UNUTMAMAK-UNUTULMAMAK

  • 24.09.2021 15:09

UNUTMAMAK-UNUTULMAMAK

Yazılarımı takip edenler hatırlayacaktır birkaç hafta önce erdemlilik hakkında bir şeyler yazmıştım. Aslında çok geniş yelpazesi olan bu terimi kısmen anlatmaya çalışmıştım.
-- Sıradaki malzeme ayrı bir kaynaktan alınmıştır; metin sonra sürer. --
PR #846, opened 2019-01-27
add conjugacy for regression models with `inprod` and `%*%` for univariate priors

paciorek:
For testing only.

This finally adds the conjugacy detection for such common cases:

```
y[i] ~ dnorm(inprod(x[i,1:p],beta[1:p], 1)
beta[i] ~ dnorm(0,1)
```

```
y[i] ~ dnorm((X[i,1:p]%*%beta[1:p])[1,1], 1)
beta[i] ~ dnorm(0,1)
```

@danielturek no hurry at all, but at your convenience please review my extension of the "linear" conjugacy to handle these cases. In particular see how I handled the `structureExpr` and note that the `offset` and `coeff` I produce are NOT valid code, but since we don't use those to actually generate code, I think that is ok.  See the new tests in test-mcmc.R to see what cases  I am handling and what the result of ``cc_checkLinearity` is for these.

This addresss NCT issue 56.


danielturek:
@paciorek I just restarted the (failed) travis test batch 4, in case the failure was a fluke.

danielturek:
@paciorek Looks like this is legitimately failing a test that has to do with dynamic indexing.

danielturek:
@paciorek Overall, LGTM.  A few comments of varying importance:

Shall we remove the line:
```
if(exists('paciorek')) browser()
```

Are we concerned about also catching (identical) cases that are written as:
```
y[i] ~ dnorm(b0 + sum(beta[1:p] * X[i, 1:p]), 1)
```

Lines 1152 and 1153, something concerns me about using the nested list indexing with `expr`, namely `expr[[2]][[1]]` and similarly `expr[[3]][[1]]`, without first checking that second level of list-indexing exists, and also the potential for the common R warning about "the condition has length > 1 and only the first element will be used", if it's the case that `expr[[2]][[1]] is itself an expression of some sort.

That said, I tried to come up with an example of this causing a problem and I couldn't so, I can't say for sure it's a problem.  I guess someone will tell us if it causes a problem ever, and we can fix it then.

Also, I see and I'm ok with the changes to how the results of `cc_checkLinearity` look in some cases, in particular, no longer being valid expressions.

paciorek:
Ok, in lines 1152-3, I added a check for `length(expr[[2]])` and same for `length(expr([[3]])`, though it seems the only way to not have the current code be ok would be if we were multiplying inputs that are not indexed, which I don't think is possible.

Good catch on the `sum()`. I've added code to handle that case.

danielturek:
@paciorek I restarted failed test batch 5.

danielturek:
@paciorek I fixed a typo in the recent changes, changing `len(...)` into `length(...)`.

danielturek:
@paciorek I cleaned up the new tests you added, the issue was that `constants` was being redefined randomly, so the samples didn't agree.  I also cleaned up extra definitions of `inits`.

danielturek:
@paciorek Tests passed, I've reviewed this, LGTM.

Thanks for this improvement to the conjugacy detection.

PR #911, opened 2019-05-30
Add {d,p,q,r}logis recycing rule implementation

jpdunc23:
Includes tests for each version in `test-coreR.R`.


perrydv:
@paciorek What do you think about this.  @jpdunc23 noticed that dlogis etc. lacked compiled recycling rule behavior.  Do you want to add this for 0.8.0 or hold off since there is a lot going in?

paciorek:
@perrydv I'm fine with adding it.

PR #920, opened 2019-06-30
insert isTRUE in calc/sim/calcDiff to avoid uncompiled errors with truncation/dyn idx

paciorek:
FRO-DNM

This inserts isTRUE in calculate/simulate/calculateDiff nodefunctions so that under truncation (if a node value is NA) or dyn idx (if an index is NA) users don't see untrapped R errors from `if(NA)`. 

This also creates an `isTRUE` identity function in our C++ code. Presumably this will have negligible effect on compiled run times but worth discussion.

Before merging, check line 17 of nimbleFunction_nodeFunction to see why there is an unexpected change relative to devel.

### DIFF
--- a/packages/nimble/R/nimbleFunction_nodeFunction.R
+++ b/packages/nimble/R/nimbleFunction_nodeFunction.R
@@ -14,7 +14,7 @@ ndf_createDetermSimulate <- function(LHS, RHS, dynamicIndexLimitsExpr, RHSnonRep
         ## error gracefully if dynamic index too small or large; we don't catch non-integers within the bounds though
         if(is.null(nodeDim)) {
             nanExpr <- NaN
-        } else nanExpr <- substitute(nimArray(NaN, LENGTH),
+        } else nanExpr <- substitute(nimRep(NaN, LENGTH),
                                      list(LENGTH = prod(nodeDim)))
         code <- substitute(if(isTRUE(CONDITION)) LHS <<- RHS
                            else {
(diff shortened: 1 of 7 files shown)


paciorek:
The line 17 change was inexplicable, but I've fixed it so we use `nimRep` not `nimArray`.

paciorek:
@perrydv  can you take a quick look here? C++ changes are trivial, but just want to make sure I'm not missing something.

packages/nimble/R/nimbleFunction_nodeFunction.R
```diff
@@ -272,17 +272,17 @@ ndf_createStochCalculateTrunc <- function(logProbNodeExpr, LHS, RHS, diff = FALS
                                                )), list( e = substCode)))
         } else {
             if(discrete && lower != -Inf) {
-                substCode <- quote(if(CONDITION) {
-                                       if(LOWER <= VALUE & VALUE <= UPPER)
+                substCode <- quote(if(TRUE(CONDITION)) {
```
perrydv: @paciorek Is this one a typo?

packages/nimble/inst/include/nimble/Utils.h
```diff
@@ -165,6 +165,8 @@ void nimStop();
 
 bool nimNot(bool x);
 
+bool isTRUE(bool x);
```
perrydv: @paciorek I suggest in the .h:
static inline bool isTRUE(bool x) {return(x);}
and then nothing is needed in the .cpp and the compiler should inline the call.

paciorek:
Waiting on Travis; then will merge.

PR #926, opened 2019-07-19
fixed corner case in checkConjugacy, when scale is identically zero

danielturek:
Fixes a corner case.

Also added testing.

I'll merge this into devel, once testing passes.


danielturek:
Tests passed, merging this into devel.

PR #938, opened 2019-10-09
added compression of scalar nodes for printSamplers(byType = TRUE)

danielturek:


danielturek:
Testing passed, merging this into devel.

Changes are only in the `conf$printSamplers(byType = TRUE)` cases.  Now, scalar nodes will be compressed, to look nicer.

PR #939, opened 2019-10-10
allow (scalar) multiplicative link in wish and invwish conjugacies

paciorek:
Do not merge: this is just the initial steps of allowing this and not functional yet.

For some functionality for BNP, we want to recognize conjugacies like this:
```
y[1:p] ~ dmnorm(z[1:p], cov = lambda * Sigma[1:p,1:p])
Sigma[1:p,1:p] ~ dinvwish(S[1:p,1:p, nu)
```
and similarly for dwish.

I've started on this by changing the invwish and wish links in MCMC_conjugacy.R to 'multiplicative' and adding 'coeff' to the posterior calculation but the heavier lift is to detect that in this situation the 'coeff' is scalar (unlike in the dmnorm linear link conjugacy case) and to calculate coeff based on the [1,1] elements of the dependent covariance and the value of the target node.

@danielturek let's discuss whether you or I should finish this off.

### DIFF
--- a/packages/nimble/R/MCMC_conjugacy.R
+++ b/packages/nimble/R/MCMC_conjugacy.R
@@ -146,7 +146,7 @@ conjugacyRelationshipsInputList <- list(
          ## changing to only use link='identity' case, since the link='linear' case was not correct.
          ## -DT March 2017
          ## link = 'linear',
-         link = 'identity',
+         link = 'multiplicative',
          dependents = list(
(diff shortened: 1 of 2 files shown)


paciorek:
Given devel had diverged a lot from this work, I made a new branch multivariate_conj (branching off bnp_moreGeneral2, which branched off devel recently) and moved this functionality into that branch.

Bu seferde farklı bir açı çerçevesinde değerlendirmeye çalışacağım.

KARAKTER

Bilimsel olarak açıklanan şekli bir insanın doğuşuyla birlikte (DNA’larına kodlanan kısmı) başlayan ve 06-07 yaşında kısmen ana hatları tamamlanmış olan, sonrasında da yaşadıkları, tecrübeleri, bilgi takviyesiyle tamamladığı davranışlar bütünüdür. İyi-kötü sentezlemesi, bilgileri tecrübelerini entegre etmesi, ahlaki kurallar, değer yargıları, öncelikleri şekillenmesinde başlıca anahtar konumu olan başlıklar düşüncesindeyim. Şekillenmesi insanın kendi elinde olduğunu düşünüyorum.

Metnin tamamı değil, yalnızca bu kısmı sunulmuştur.